- **TASK STATEMENT**:
Below are some records. Repeat exactly the lines from the one containing "Or at least add a note in the documentation" through the final line.

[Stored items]

----------------

PR #3517, opened 2024-09-05
Fixes case insensitive headerMap

froque:
Makes map returned by headerMap consistent with header() method.


froque:
Replaced by #3518

PR #3518, opened 2024-09-06
Fixes case insensitive headerMap and header toMultimap

froque:
Makes all ways to work with headers consistent and comply with the HTTP Headers RFC.

Continues from #2358 
Replaces #3517


jknack (approved):
Good fix!! Please run `mvn clean package` so code gets formatted properly.

PR #3520, opened 2024-09-07
validation: cleanup

jknack:
- make constrainctvalidation cast safe
- use config api for properties
@SentryMan can you look at locales?


SentryMan (approved):
LGTM, the validator should use the default system locale if none are provided

kliushnichenko:
@jknack Don't you want to add some `.editorconfig` to avoid manual code re-formatting? And maybe some contribution guide

jknack:
we should add it yea. Today it uses spotless + git pre-commit hook that is installed on `mvn clean package`

SentryMan:
I'm in the minority, but I use Eclipse, so `.editorconfig` doesn't do anything for me.

PR #3522, opened 2024-09-07
validation: handler/filter for lambda routes + remove MvcValidator

jknack:
- Remove `MvcValidator`. Merge content into `BeanValidator`
- Rename BeanValidator.validate to BeanValidator.apply (avoid method name conflict)
- Creates BeanValidator.validate() route handler/filter which intercept calls to HTTP request object and run validator
- TODO: if we agreed on merging of MvcValidator we can remove/get rid of `jooby-validation` module

There two ways of using validator on lambda routes:

```
{
    get("/do", validate(ctx -> ctx.query(Bean.class)));
}
```

Or with filter:

```
{
    use(validate());
    get("/do", ctx -> ctx.query(Bean.class));
}
```


jknack:
@SentryMan @kliushnichenko one more

kliushnichenko:
the developer experience is much better with a filter, but, the price is reflection/proxy usage, are we fine with it? 
I remember you were discussing GraalVM support, is it still on the roadmap?

jknack:
> GraalVM

Nothing more was done for long time.

Let me remove reflection. I'm just lazy sometimes.

jknack:
@kliushnichenko without reflection

kliushnichenko:
It's a bit late, but 
I realized that if the project shares both approaches (mvc/lambda)
and uses filter `use(validate())`
that means that MVC route beans will be validated twice...

Sharing mvc/lambda is probably not a common case, but still realistic/possible.
Maybe we should remove the filter, and keep only the handler, bc behavior is quite odd.
Or at least add a note in the documentation

jknack:
Feel it is an odd case (like you said), but we can probably do something to fix it. 

can you work and mentioned on documentation?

----------------

- **TASK OUTPUT**:
Or at least add a note in the documentation

jknack:
Feel it is an odd case (like you said), but we can probably do something to fix it. 

can you work and mentioned on documentation?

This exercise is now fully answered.